Hace ahora un tercio de siglo, cuando nacieron en España las cadenas de televisión privada, nació también una variedad de programas que se dio en llamar telebasura. Consistían, básicamente, en que un grupo de personas con escasa educación -tanto en el sentido académico como en el de urbanidad- se dedicaban a despotricar, en una especie de competición de ver quién chillaba más, acerca de las vergüenzas y miserias de los llamados famosos.

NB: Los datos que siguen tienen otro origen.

PR #3531, opened 2025-12-10
Allow resizing the vehicle list window more flexibly

AaronVanGeffen:
After:

https://github.com/user-attachments/assets/2bc422fc-8d3d-47a5-8111-aa9748e7b29d

Before:

https://github.com/user-attachments/assets/ead70d64-3936-4111-a4f7-5ff9d4eeb7c3

### DIFF
--- a/CHANGELOG.md
+++ b/CHANGELOG.md
@@ -5,6 +5,7 @@
 - Change: [#3405] The object selection window is now resizeable, making room for longer object names.
 - Change: [#3413] The map window can now be resized to fit the entire game map.
 - Change: [#3473] Fences can now be interacted with in viewports outside of the scenario editor as well.
+- Change: [#3531] The vehicle list window can now be resized more flexibly, allowing more vehicles to be listed.
 - Fix: [#2957] Bridge supports not being drawn under different corners than in vanilla.
 - Fix: [#3313] Vehicle orders not being deleted correctly when the station is deallocated.
 - Fix: [#3395] Text input windows no longer show character limits.


LeftofZen (changes requested):
Few small points:
* The dropdowns at the bottom of the window are too big/the area they're in is too small; they;re over the window border:
  image
  image

* Resizing the window smaller makes the dropdowns at the bottom disappear:
  image
* Resizing the window smaller makes the grid columns disappear (instead of resizing smaller to fit them on:
  image
* It seems there is a max size with the vehicle window (there was no max size with the object selection window)
* While this is vanilla behaviour, the text columns rendered over the vehicle list makes them hard to read. Perhaps make the text columns have a translucent background? (is that even possible in loco?). If there is no better solution, happy to leave this for now as it is vanilla behaviour.
image

duncanspumpkin (approved):

auge8472:
> * While this is vanilla behaviour, the text columns rendered over the vehicle list makes them hard to read. Perhaps make the text columns have a translucent background? (is that even possible in loco?). If there is no better solution, happy to leave this for now as it is vanilla behaviour.

Looking at the screenshot I would like to propose to make the rows taller to visually separating the text and the image. But that should IMHO be the subject of another PR.

AaronVanGeffen:
Thanks for giving this a go, @LeftofZen! Appreciate the feedback.

>  The dropdowns at the bottom of the window are too big/the area they're in is too small; they;re over the window border

This is a good point. I haven't changed anything here, but this seems to be a mistake from when I introduced these dropdowns in the first place. I think we can spare a few more pixels 😄 

> Resizing the window smaller makes the dropdowns at the bottom disappear

This is deliberate, so the dropdowns don't overlap with the status line. I can tweak cut-off point a little more, though.

> Resizing the window smaller makes the grid columns disappear (instead of resizing smaller to fit them on

This is true, but vanilla behaviour. Widening the window only increases the size of the name column. Shrinking the columns is a bit difficult tbh, as the texts don't have good breaking points for auto-ellipsism.

> It seems there is a max size with the vehicle window (there was no max size with the object selection window)

Yes, all windows have a max size. The object selection window has 2000x2000, while this one has 1200x1200. I chose to go with smaller dimensions due to the 'auto resize' feature being enabled for this one. (Click resize handle to maximise.) Thinking on it some more, though, I think we can increase the vertical limit with no issues, though, so I'll amend that.

> While this is vanilla behaviour, the text columns rendered over the vehicle list makes them hard to read. Perhaps make the text columns have a translucent background? (is that even possible in loco?). If there is no better solution, happy to leave this for now as it is vanilla behaviour.

This doesn't sound like something we can do easily, but I'm open to suggestions. Perhaps you could file an issue with a mockup proposal? It's a bit out of scope for this PR, imo.

src/OpenLoco/src/Ui/Window.h
```diff
@@ -208,8 +208,8 @@ namespace OpenLoco::Ui
         };
         uint16_t sortMode;
         uint16_t var_846 = 0;
-        uint16_t var_850 = 0;
-        uint16_t var_852 = 0;
+        uint16_t var_850 = 0; // vehicle list filter
+        uint16_t var_852 = 0; // vehicle list cargo; news ticks
```
LeftofZen, line 212: should we just rename these and remove the comment? same below

AaronVanGeffen: I considered mucking about with unions for these, but @ZehMatt has some ideas for window-specific variable storage (without inheritance) that I think would be the better path forward.

PR #3532, opened 2025-12-10
Update CMakeLists

ZehMatt:
This cleans up the entire thing a bit, I've separated the version logic into a new interface target, in the future multiple targets might need this for example when we separate the library and executable. Created a common interface so targets that link it will inherit those properties rather than calling a special function and also moved that into a new file. Removed some questionable stuff and some general house cleaning, found some interesting stuff in there.

### DIFF
--- a/CMakeLists.txt
+++ b/CMakeLists.txt
@@ -78,6 +78,7 @@ endif()
 include(FindPkgConfig)
 include(CheckCXXCompilerFlag)
 include(GNUInstallDirs)
+include(OpenLocoVersion)
 include(OpenLocoCommon)
 include(OpenLocoUtility)
 
--- a/cmake/OpenLocoVersion.cmake
+++ b/cmake/OpenLocoVersion.cmake
@@ -1,0 +1,56 @@
+include(FindGit)
+
+find_package(Git)
+if (Git_FOUND)
+    # Describe current version in terms of closest tag
+    execute_process(
+        COMMAND ${GIT_EXECUTABLE} describe HEAD --always
+        WORKING_DIRECTORY ${CMAKE_CURRENT_SOURCE_DIR}
+        OUTPUT_VARIABLE OPENLOCO_VERSION_TAG
+        OUTPUT_STRIP_TRAILING_WHITESPACE
+        # ERROR_QUIET
+    )
+
+    if (OPENLOCO_VERSION_TAG)
+        # Use a platform agnostic sed equivalent to strip the commit hash from the version tag
+        # i.e. "v22.10-9-g8ff1d207" becomes "v22.10-9 "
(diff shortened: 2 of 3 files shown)


cmake/OpenLocoUtility.cmake
```diff
@@ -241,11 +112,18 @@ function(_loco_add_target TARGET TYPE)
         # Tell each target about the project directory.
         target_compile_definitions(${TEST_TARGET} PRIVATE OPENLOCO_PROJECT_PATH="${OPENLOCO_PROJECT_PATH}")
 
-        loco_target_compile_link_flags(${TEST_TARGET})
+        # Link to common interface
+        target_link_libraries(${TEST_TARGET} PUBLIC OpenLocoCommonInterface)
+        
+        # Set target-specific properties that can't be in INTERFACE library
+        set_property(TARGET ${TEST_TARGET} PROPERTY POSITION_INDEPENDENT_CODE OFF) # Due to the way the linking works we must have no pie (remove when fully implemented)
```
duncanspumpkin: This is no longer required.

src/OpenLoco/CMakeLists.txt
```diff
@@ -771,60 +719,66 @@ set(OLOCO_HEADERS
...
-    target_link_libraries(OpenLoco "-framework Cocoa")
+    target_link_options(OpenLoco PRIVATE "-framework" "Cocoa")
 
     set_target_properties(OpenLoco PROPERTIES
         MACOSX_BUNDLE ON
         MACOSX_BUNDLE_INFO_PLIST ${CMAKE_SOURCE_DIR}/distribution/macos/Info.plist.in)
 
     set(MACOSX_BUNDLE_BUNDLE_NAME "OpenLoco")
-    set(MACOSX_BUNDLE_BUNDLE_VERSION "${OPENRCT2_COMMIT_SHA1_SHORT}")
+    set(MACOSX_BUNDLE_BUNDLE_VERSION "${OPENLOCO_COMMIT_SHA1_SHORT}")
```
duncanspumpkin, line 776: I don't think this variable will be available

ZehMatt: It should be, its generated in the Version target.

cmake/OpenLocoUtility.cmake
ZehMatt: Missed that one, did remove one like it.

src/OpenLoco/CMakeLists.txt
ZehMatt: Actually you are right, was hoping setting it to PARENT_SCOPE will do the trick, I've split that logic out of the target.

Issue #2390, opened 2024-04-01
Investigate variable map sizes


AaronVanGeffen:
While working on reimplementing the map generator functions, an old hypothesis surfaced again: that the game was originally supposed to have 512x512 tile maps, rather than the 384x384 maps we have now. The heightmaps in the map generator use 512x512, suggesting this was once the case.

What follows is a few musings on how we might use this to our advantage in implementing variable map sizes, and potentially slightly bigger ones.

All in-game coordinates are passed as `uint16_t`s, 9 bits of which are used. This provides a resolution of 512 tiles, not just the 384 tiles we actually use right now. This is notable in situations where the coordinates are packed, such as in the orders table, e.g.:

```cpp
    void OrderRouteWaypoint::setWaypoint(const World::TilePos2& pos, const uint8_t baseZ)
    {
        _type &= ~0x80;
        _type |= ((pos.x & 0x100) >> 1);
        _data[0] = pos.x & 0xFF;
        _data[2] = pos.y & 0xFF;
        _data[1] = baseZ;
        _data[1] |= ((pos.y & 0x100) >> 1);
    }
```

Note how `data[0]` and `data[2]` only contain the lower eight bits of pos.x and pos.y, respectively.
Then their 9th bits are saved as the highest bits of the `type` byte and `data[1]` (the latter of which is shared with baseZ).

In contrast, the S5 scenarios and save files do not record their map sizes anywhere. This is in contrast to RCT2, which does provide variable map sizes. Unlike Locomotion, though, it used only one byte (`uint8_t`) for its coordinates, providing only a 256 tile resolution.

I'm thinking we could potentially start introducing variable maps while continuing to use the S5 format, by introducing a map size property to the `S5::Options` struct. This struct has ample padding at the end that we can repurpose:
```cpp
        std::byte pad_41BD[347];
```

An issue for map expansion is the number of tile elements we can use. Notably, the memory space is currently not yet allocated by OpenLoco, and instead shared with vanilla routines, which use a hardcoded memory address to access them. This means there is room for only 0x6C000 (442,368) elements. For a 384x384 map, that means an average of 3 elements per tile, 1 of which is the surface element. This does not provide much room to grow towards 512x512 (requiring 262,144 surface elements, leaving only 180,224 for other elements). 

However, we will eventually allocate the tile element memory ourselves. Having the variable map size framework in place would make implementing bigger maps a bit easier once we can allocate more tile elements.

[...]

PR #3538, opened 2025-12-13
Map size - 512

LeftofZen:
Extends the map size to 512. Also allows changing the size in the scenario/landscape editor.

Building off https://github.com/OpenLoco/OpenLoco/issues/2390

TODO:
- [x] Move map size code into TileManager
- [x] User can change map size in scenario editor
- [x] Allow width/height to be independent
- [x] Write map size to save file and resize map correctly on load
- [x] Towns generate according to map size (vanilla hardcoded it to 384x384)
- [x] Fix map rendering
- [x] Fix map window not being resizeable
- [ ] Fix vanilla map generator
- [x] Allow heightmap import for PNGs of any size in the valid range
- [x] Ensure `Giant screenshot` still works (it doesn't work for large maps)

### DIFF
--- a/src/OpenLoco/src/Map/MapGenerator/MapGenerator.cpp
+++ b/src/OpenLoco/src/Map/MapGenerator/MapGenerator.cpp
@@ -50,22 +50,30 @@ namespace OpenLoco::World::MapGenerator
     }
 
     // 0x004624F0
-    static void generateHeightMap(const Scenario::Options& options, HeightMap& heightMap)
+    static HeightMap generateHeightMap(Scenario::Options& options)
     {
         if (options.generator == Scenario::LandGeneratorType::Original)
         {
+            World::TileManager::setMapSize(options.mapSizeX, options.mapSizeY);
+            HeightMap heightMap(options.mapSizeX, options.mapSizeY);
             OriginalTerrainGenerator generator;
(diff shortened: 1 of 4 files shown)


src/OpenLoco/src/S5/S5.cpp
```diff
@@ -626,39 +625,28 @@ namespace OpenLoco::S5
...
-                    }
-                }
+                auto& options = *file->saveDetails;
+                mapWidth = options.mapSizeX;
+                mapHeight = options.mapSizeY;
+            }
+
+            if (mapWidth < World::TileManager::kMinMapDimension || mapHeight < World::TileManager::kMinMapDimension || mapWidth > World::TileManager::kMaxMapDimension || mapHeight > World::TileManager::kMaxMapDimension)
+            {
+                TileManager::setMapSize(World::TileManager::kDefaultMapDimension, World::TileManager::kDefaultMapDimension);
```
AaronVanGeffen: This is immediately overwritten by the line below, no? Better to reset `mapWidth` and `mapHeight` instead, perhaps?

LeftofZen: oh yep this is a mistake in my cleanup refactor, good spot. fixed now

En esto empezaron, como ya digo, las privadas,
especialmente Telecinco. Sin embargo las públicas, especialmente las
regionales, no tardaron en subirse al carro de la chabacanería y el mal gusto. De
hablar de los famosos pasó a hablarse de los hijos de los famosos; luego, de
las parejas de esos hijos; y, finalmente, de las personas con quienes las
parejas ponían los cuernos a los hijos de los famosos. Todo muy edificante,
como se ve.
Como todo fue degenerando -aunque a veces
parezca imposible-, la cosa se hundía más y más, con un rojo maricón (sic) al
frente del asunto. Consumido por su propio personaje, acabaron echándole, y
luego el programa estrella se estrelló por no sé qué derivadas judiciales: es
decir, que de infringir el código de las buenas costumbres habían pasado a
infringir el Código penal, que ya son palabras mayores.
Pero hete aquí que la televisión pública
estatal, más teledirigida que nunca por el desgobierno socialcomunista que
tenemos la desgracia de padecer, decidió contratar, con dinero público (que es
de todos, indocta egabrense, y no de nadie, como afirmaste tú tan
campanuda) a la tropa de hozadores en la basura. Si todavía hubiera cosechado
buenas audiencias, la millonada desembolsada habría tenido una remota
justificación, pero se estrenó con unas audiencias desastrosas.
Apenas mes y medio duró la cosa, y finalmente decidieron cancelar el programa cuando era la sexta opción de los telespectadores y había sido sobrepasada hasta por los documentales de La 2, que ya es decir.